Fuelled by a determination to fight back against a rare incurable genetic disorder that emerged in seemingly healthy baby girls and began robbing them of their developmental milestones, The Kids Research Institute Australia researchers set out on a worldwide search to find out all they could about Rett syndrome.
Looking well beyond the 30 families affected in WA, they established an Australian population-based longitudinal study group (AussieRett) and a world-first international database of thousands (InterRett) that have highlighted crucial similarities and differences.
Insights were revealed through extensive parent questionnaires on the challenges of daily living as regression occurs, when ability to talk and walk may be lost. Also through DNA sampling, video footage and health and wellbeing updates.
Collected with the aim of improving quality of life, these have already contributed significantly to the on-going quest to find a cure and prevent the severe disability.
Parent and carer feedback has continued to steer the research of Dr Helen Leonard and Dr Jenny Downs and the Institute team to uncover unmet needs, reasons for misdiagnosis and links between genetic findings and clinical characteristics.
Also, it has led to them formulating comprehensive guidelines for the clinical assessment and management of complications such as scoliosis, gastrointestinal issues and poor growth, nutrition and bone health.
Focused on better treatment, care and comfort, these well-circulated guidelines are already showing the potential to contribute to improving life expectancy. Institute-collected data has revealed that girls with severe scoliosis who have a spinal fusion are usually healthier and have a longer life expectancy than those who do not have a fusion. Scoliosis has a squashing down effect on the lungs that compromises respiratory function.
Other important findings have come from research collaboration between The Kids Research Institute Australia and Israel, which led to the identification of a genetic variation that influences the severity of Rett syndrome symptoms. The discovery was made of a correlation between the severity of clinical symptoms and a common brain-derived neurotrophic factor (BDNF) polymorphism.
“We have listened to what families have told us are their concerns and exactly what they wanted to know,” Dr Downs said. “And what we have produced really is world first material.”

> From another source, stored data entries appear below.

PR #4653, opened 2016-05-11
update uses of Requests to avoid deprecated methods

mtbc:
With this PR the only remaining uses of deprecated `Requests` methods are in the integration tests. CI should remain green. This probably mostly affects permissions operations from Insight.

### DIFF
--- a/components/blitz/src/omero/gateway/facility/DataManagerFacility.java
+++ b/components/blitz/src/omero/gateway/facility/DataManagerFacility.java
@@ -43,7 +43,6 @@ import omero.api.IUpdatePrx;
 import omero.cmd.CmdCallbackI;
 import omero.api.RawFileStorePrx;
 import omero.cmd.Delete2;
-import omero.cmd.Request;
 import omero.cmd.Response;
 import omero.cmd.graphs.ChildOption;
 import omero.gateway.Gateway;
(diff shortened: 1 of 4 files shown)


components/blitz/src/omero/gateway/facility/DataManagerFacility.java
```diff
@@ -226,35 +226,11 @@ public CmdCallbackI deleteFolders(SecurityContext ctx,
...
-                final String objectClassName = objectClass.getSimpleName();
-                /* then add the object's ID to the list for that class name */
-                final Long objectId = object.getId().getValue();
-                List<Long> idsThisClass = objectIds.get(objectClassName);
-                if (idsThisClass == null) {
-                    idsThisClass = new ArrayList<Long>();
-                    objectIds.put(objectClassName, idsThisClass);
-                }
-                idsThisClass.add(objectId);
+                request.target(object);
```
dominikl: Could just do `request.target(objects)` instead of for loop, right?

components/blitz/src/omero/gateway/facility/DataManagerFacility.java
```diff
@@ -281,35 +257,11 @@ public CmdCallbackI delete(SecurityContext ctx, List<IObject> objects)
...
```
dominikl: Same here

components/blitz/src/omero/gateway/facility/DataManagerFacility.java
mtbc: Alas no, thanks to Java dreadfully having poor-man's generics: the type erasure doesn't let the builder distinguish all the kinds of collection safely, and `Iterable<IObject>` was one of the alternatives I thus omitted. (Of course there are erasure issues with object arrays too.)

dominikl: Ah yes, of course. Alright then!

dominikl:
Code looks good, integration tests passed, and Insight seems to be happy, too. Good to merge 👍 
Should check at some point if there's more code which could be greatly simplified by using the request builders.

PR #4655, opened 2016-05-12
Prefix linkify_element with OME.

joshmoore:
A rebase issue, this left many parts of the UI unusable
(link button, k/v dropdown, etc) after certain operations.

See: https://trello.com/c/gmCgOvwU/326-metadata52-web-problems

### DIFF
--- a/components/tools/OmeroWeb/omeroweb/webclient/static/webclient/javascript/ome.right_panel_mapanns_pane.js
+++ b/components/tools/OmeroWeb/omeroweb/webclient/static/webclient/javascript/ome.right_panel_mapanns_pane.js
@@ -116,6 +116,7 @@ var MapAnnsPane = function MapAnnsPane($element, opts) {
                 $mapAnnContainer.html(html);
 
                 // Finish up...
+                OME.linkify_element($( "table.keyValueTable tbody tr td" ));
                 OME.filterAnnotationsAddedBy();
                 $(".tooltip", $mapAnnContainer).tooltip_init();
             });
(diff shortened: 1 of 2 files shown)


manics:
What are the blockers preventing this from going into mainline?

joshmoore:
Most likely just the agreement that we want to support it long-term. cc @will-moore @gusferguson @jburel @waxenegger @aleksandra-tarkowska etc.

waxenegger:
if it's about the prefix I'm all for it. it's good, I'd go further, necessary to namespace js as well.

unfortunately I was using 'ome', not all capitals but I can change that easily.

once there is a 'little repository for ui components/widgets' it will be even more important that they all live within something like: OME.theirownnamespace.WhateverComponent

joshmoore:
@waxenegger : I'm pretty sure that the move has been generally toward `OME.` so for the moment, that's not too at question. I think @manics is more concerned with evaluating whether or not 

```
                 // Temporary hack to get links to show in MapAnnotations
```

can be removed, i.e. that the link-ification becomes mainline.

will-moore:
This doesn't work in mainline, since we now load the contents of annotation panels on the fly, when they are expanded - so there's nothing there to linkify when this is called.

It needs to go here:
```
--- a/components/tools/OmeroWeb/omeroweb/webclient/static/webclient/javascript/ome.right_panel_mapanns_pane.js
+++ b/components/tools/OmeroWeb/omeroweb/webclient/static/webclient/javascript/ome.right_panel_mapanns_pane.js
@@ -116,6 +116,7 @@ var MapAnnsPane = function MapAnnsPane($element, opts) {
                 $mapAnnContainer.html(html);
 
                 // Finish up...
+                OME.linkify_element($( "table.keyValueTable tbody tr td" ));
                 OME.filterAnnotationsAddedBy();
                 $(".tooltip", $mapAnnContainer).tooltip_init();
             });
```

Then it's just a question of how it works when you're able to edit the map annotation. It seems to behave OK just trying it myself now. It depends if you want to linkify as soon as the user edits a key/value or just when the table loads (as above).

joshmoore:
@will-moore : pushed.

joshmoore:
Merging for IDR-0.0.5

PR #5084, opened 2017-02-03
Channel processor

jburel:
# What this PR does

This PR sets the default color in RGB in sequence when more than 3 channels
instead of RGBBBB etc.

# Testing this PR

 * Integration test checking that the values are correctly set when using the rendering service
 * unit test for channel processor change 
 * Import one of the images below and check that the channels are RGB RGB
 * Open and image and change the color. Save the settings. Reset the default

# Related reading

See https://www.openmicroscopy.org/community/viewtopic.php?f=13&t=8210
and https://www.openmicroscopy.org/community/viewtopic.php?f=13&t=8211

cc @sbesson @bramalingam


bramalingam:
Everything looks good! Looks good to merge.

jburel:
@chris-allan: this proposed change will turn the multi-channels images to RGBRGB.. instead of RGBBBBB... if no color found in the file or no metadata in the file found to set the color e.g. Jerry's 30  channels image

PR #5086, opened 2017-02-06
Rename javadoc zip bundle

hflynn:
# What this PR does

Renames the zip bundle from 'OMERO-docs-version.zip' to 'OMERO-javadoc-version.zip' to avoid confusion with the new documentation bundle and match the approach used in BF. 

# Testing this PR

Ask @jburel if you're not sure, I assume something along the lines of `ant release-docs -Domero.release="5.3.0-m6"` works but I can't test locally as I don't have ice etc installed.

# Related reading

See https://trello.com/c/SnUesylG/505-ditching-docs-pdfs

Will need edits made to the downloads page which could be added to https://github.com/openmicroscopy/ome-release/pull/211

### DIFF
--- a/build.xml
+++ b/build.xml
@@ -453,8 +453,8 @@ To get started using Eclipse, execute "ant build-dev" and import the top-level
     </target>
 
     <target name="release-docs" depends="release-javadoc,release-sphinx-api,release-slice2html" description="Generate Docs for all components under dist/docs/api">
-        <zip destfile="${omero.home}/target/OMERO.javadoc-${omero.version}.zip">
-            <zipfileset dir="${dist.dir}/docs" prefix="OMERO.javadoc-${omero.version}"/>
+        <zip destfile="${omero.home}/target/OMERO.apidoc-${omero.version}.zip">
+            <zipfileset dir="${dist.dir}/docs" prefix="OMERO.apidoc-${omero.version}"/>
         </zip>
     </target>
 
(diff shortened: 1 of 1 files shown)


build.xml
```diff
@@ -453,7 +453,7 @@ To get started using Eclipse, execute "ant build-dev" and import the top-level
     </target>
 
     <target name="release-docs" depends="release-javadoc,release-sphinx-api,release-slice2html" description="Generate Docs for all components under dist/docs/api">
-        <zip destfile="${omero.home}/target/OMERO.docs-${omero.version}.zip">
+        <zip destfile="${omero.home}/target/OMERO.javadoc-${omero.version}.zip">
             <zipfileset dir="${dist.dir}/docs" prefix="OMERO.docs-${omero.version}"/>
```
mtbc: the `OMERO.docs` in this line can remain as-is?

hflynn: I'm honestly not sure! I ummed and ahhed about changing that too but given I can't test locally, I've failed to work out if I need to

sbesson: See https://ant.apache.org/manual/Types/zipfileset.html - this variable setss the name of the prefix in the archive, in other terms the name of the folder containing the content that gets created when unarchived. We certainly want to have both the archive name and the prefix matching.

hflynn: Ah thanks! I'll change that too then

hflynn:
Alternatively, we could use 'apidoc' to match the downloads page but no-one has commented to the relevant card to object to 'javadoc'.

hflynn:
I don't *think* the build error is related to this PR

build.xml
jburel: it is not only javadoc that's why the term ``docs`` has been used. Sorry I missed the trello notification

hflynn: What do we want to use then - apidocs? api-docs? something else?

jburel:
apidoc will make sense @hflynn

hflynn:
👍 I'll push that change shortly @jburel

jburel:
tested locally:
``ant release-docs -Domero.release="5.3.0-m8"`` generated ``OMERO.apidoc-5.3.0-m8-ice36-SNAPSHOT.zip``

Merging

PR #5091, opened 2017-02-08
Disable cache

atarkowska:
# What this PR does

disable jquery cache by default

https://trello.com/c/J266hcfA/261-ajaxsetup-cache-false

# Testing this PR

check if ajax request contains timestamp, see  trello card for more description

# Related reading

http://api.jquery.com/jquery.ajax/

cc: @will-moore


waxenegger:
I have done a good 15 minutes of using the web with the chrome dev tools open and checking requests in the network tab. I could not find any xhr request other than POST requests that did not have a timestamp appended, and that's correct and in agreement with what http://api.jquery.com/jquery.ajax/ says.

atarkowska:
--rebased-to #5133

Amongst all of this, Dr Leonard and Dr Downs have still found time to act as advocates for their Rett syndrome families, informing physicians and surgeons of their needs and producing easy-to read guides to treatment and care. Also, they personally answer, between them, an average of two to three phone calls a week from parents and carers with questions on research insights into vital day-to-day matters such as sleep and feeding.
“We have been told that we have put Rett syndrome on the map and that is fantastic,” said Dr Downs.
Only twenty years ago, Rett syndrome was a relatively unknown disorder. Around this time, Dr Leonard was inspired to switch her focus to investigating rare conditions, when witnessing the distress of a family that only had a small paragraph in a medical text to guide the care of their child.
“When I started my research in 1993, we did not even know that it was a genetic disorder,” said Dr Leonard.
“And until it was clinically defined, girls with Rett syndrome were often misdiagnosed as having a physical disability such as cerebral palsy or a developmental disorder like autism.
“When diagnostic testing became available, for a couple of years we went back and collected DNA on all the children and identified if they had a mutation or not.
“Through this, we found that children who had a milder form of Rett syndrome and milder mutations were often being missed until they were much older, 10 to 14 years, and, on occasion, until adulthood.
“And whilst Rett syndrome is associated with a gene on the X chromosome, our research has shown that boys can also develop the disorder.”
When Dr Downs joined the study 10 years ago, she knew she was in for the long haul.
“There were many very beautiful girls who were being looked after so well by their families in homes all around Australia, and there were characteristics about this situation that had an extraordinary impact on me,” she said.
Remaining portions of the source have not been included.